OAK RIDGE, Tenn. (WATE) — A single mother, who is a long-haul COVID survivor, was evicted from her apartment despite applying for rental assistance.
Kimberly Boliver became ill with the virus in February and then went back to work. However, COVID got the best of her and she never fully recovered; eventually missing a rent payment.
She told WATE that rental relief from the state never came through.
Not only did she get evicted from her apartment but with no income, she sent her son to live with her ex-husband. She is currently living with her mother, Loni Daniels, in Oliver Springs.
“I got sick the very first week of February, the last of January, the first week of February, I was diagnosed that I had COVID,” Boliver said.
After recovering, she went back to work as a waitress and made it through mid-May.
“I got tired very easily. It was hard to get through the day. And I would have to call in sick fairly often because I had this flu-like illness,” Boliver said.
This would lead to her being fired. She would then apply for unemployment.
“I was denied. For two reasons. One, for my inability to be ready, willing, and be able to look for work.
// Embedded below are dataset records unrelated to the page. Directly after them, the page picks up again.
PR #479, opened 2020-06-19
Bump to 0.4.0 rc3

mangelajo:


mangelajo:
ok the lighthouse failure was not related to lighthouse, a dataplane issue

skitt:
We need Admiral and Shipyard releases too... See #480 for some more on this.

PR #484, opened 2020-06-22
Fix the release versioning

mkolesnik:
Since this file gets updated in CI, the version is calculated as `dev`
instead of the real tag.


mangelajo:
I'm merging this as it's not altering the codebase itself and it's a fix for CI

PR #486, opened 2020-06-23
Fix make flags handling

mkolesnik:
Instead of dabbing around with MAKEFLAGS in ways that could potentially
break, just pass it down to the docker container to be used by the
sub-make running there.


skitt:
What was going wrong with `make` on the operator? One of the reasons behind the explicit `MAKEFLAGS` handling is so that they show up in the logs, perhaps we could log them here too...

mangelajo:
> What was going wrong with `make` on the operator? One of the reasons behind the explicit `MAKEFLAGS` handling is so that they show up in the logs, perhaps we could log them here too...

That using= ... was not being passed down, and globalnet / lighthouse was not being tested.

Makefile.dapper
```diff
@@ -10,11 +10,7 @@
...
 	@mv .dapper.tmp .dapper
 
-ifeq (,$(MAKEFLAGS))
 invoke_dapper = +./.dapper -m bind make -- $1
-else
-invoke_dapper = +./.dapper -m bind make -$(MAKEFLAGS) -- $1
-endif
 
 %: .dapper
 	$(call invoke_dapper,$@)
```
skitt, line 16:
```suggestion
	@echo Invoking Dapper, MAKEFLAGS=$(MAKEFLAGS)
	$(call invoke_dapper,$@)
```

PR #488, opened 2020-06-23
Add globalnet flag for lighthouse

vthapar:

### DIFF
--- a/pkg/apis/submariner/v1alpha1/servicediscovery_types.go
+++ b/pkg/apis/submariner/v1alpha1/servicediscovery_types.go
@@ -35,6 +35,7 @@ type ServiceDiscoverySpec struct {
 	Debug                    bool   `json:"debug"`
 	ClusterID                string `json:"clusterID"`
 	Namespace                string `json:"namespace"`
+	GlobalnetEnabled         bool   `json:"globalnetEnabled,omitempty"`
 	// INSERT ADDITIONAL SPEC FIELDS - desired state of cluster
 	// Important: Run "operator-sdk generate k8s" to regenerate code after modifying this file
 	// Add custom validation using kubebuilder tags: https://book-v1.book.kubebuilder.io/beyond_basics/generating_crd.html
--- a/deploy/crds/submariner.io_servicediscoveries_crd.yaml
+++ b/deploy/crds/submariner.io_servicediscoveries_crd.yaml
@@ -43,6 +43,8 @@ spec:
               type: string
             debug:
               type: boolean
+            globalnetEnabled:
+              type: boolean
             namespace:
               type: string
             repository:
--- a/pkg/apis/submariner/v1alpha1/zz_generated.openapi.go
+++ b/pkg/apis/submariner/v1alpha1/zz_generated.openapi.go
@@ -125,6 +125,12 @@ func schema_pkg_apis_submariner_v1alpha1_ServiceDiscoverySpec(ref common.Referen
 							Format: "",
 						},
 					},
+					"globalnetEnabled": {
+						SchemaProps: spec.SchemaProps{
+							Type:   []string{"boolean"},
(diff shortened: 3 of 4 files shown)


pkg/apis/submariner/v1alpha1/servicediscovery_types.go
```diff
@@ -35,6 +35,7 @@ type ServiceDiscoverySpec struct {
 	Debug                    bool   `json:"debug"`
 	ClusterID                string `json:"clusterID"`
 	Namespace                string `json:"namespace"`
+	GlobalnetEnabled         bool   `json:"globalnetEnabled,omitempty"`
```
mangelajo, line 38: I think omitempty needs to be a pointer to bool.

mangelajo:
> I think it would be fine, but we need to check what happens with the CRD API version, do we need a bump for this?, and if so.. we would need the translator webhook for CRDs.
> 
> I suspect that being additive and optional field makes that change fine, specially in Alpha. check my comment about "omitempty"

Also, I wonder, if we start relying on this flag, then when the operator is updated, for example 0.4.0 to 0.5.0, we'd need to reprocess the "Submariner CR" into the "ServiceDiscovery CR" updating that field.

Can we try something like this manually? 
1) install with subctl release 0.4.1 ...
2) push this operator image somewhere, and compile the new subctl
3) run subctl join again .. ?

Also, for not completing weekly job searches,” Boliver said.
The Tennessee Housing Development Agency offers rental assistance for those diagnosed with COVID. A federal program also contributes.
“This is May 18 and this is the COVID-19 Rent Relief Program acknowledging that I submitted an application. There was a long waiting period for the landlord to reply and fill out a landlord section. They were not interested in doing that. But that process for allowing them time to decide was 90 days, which is 3 months,” Boliver said.
In June, Kimberly missed her $855 payment. A clause in her rental contract with Four Leaf Property Management said “tenant waives all requirements for written notice of demand for nonpayment of rent.”
She was then summoned to appear in court.
“I had a legal aid attorney. At that point, a judgment was entered against me for non-payment of rent and was ordered to vacate the property within 10 days,” Boliver said.
About the time she was kicked out, she received a message from THDA saying her landlord chose not to participate in the rental relief program.
“If the landlord would have participated, this all could have been avoided,” Boliver said.
Boliver’s doctor writes that her medical condition is termed Long COVID. Due to the diagnosis, in August, Kimberly wrote to U.S. Senator Marsha Blackburn about the possibility of qualifying for Social Security Disability. Recently, a call came from one of the senator’s aides.
“She was going to review my case. That her job when someone notified her of a special circumstance, her job was to review and make sure no one fell through the cracks and if there are errors in the program it is her job to find them and fix them. And, she wants to be able to send my case to the front of the line,” Boliver said.
A few days ago, a letter from the Department of Human Services stated that her claim for disability benefits is being processed.
“So this response gave me hope,” Boliver said.
If you are behind on rent or utilities due to COVID-19, the Tennessee Housing Development Agency’s COVID-19 Rent Relief Program serves needy families in the state. Through the end of this year, the program will pay up to 18 months in past due rent and utilities or the loss of up to 18 months in future rent and utilities.
Families must have experienced a loss of income due to the pandemic and payments go directly to the landlord or utility company. However, as Boliver experienced the rules say to be eligible, the landlord must also participate.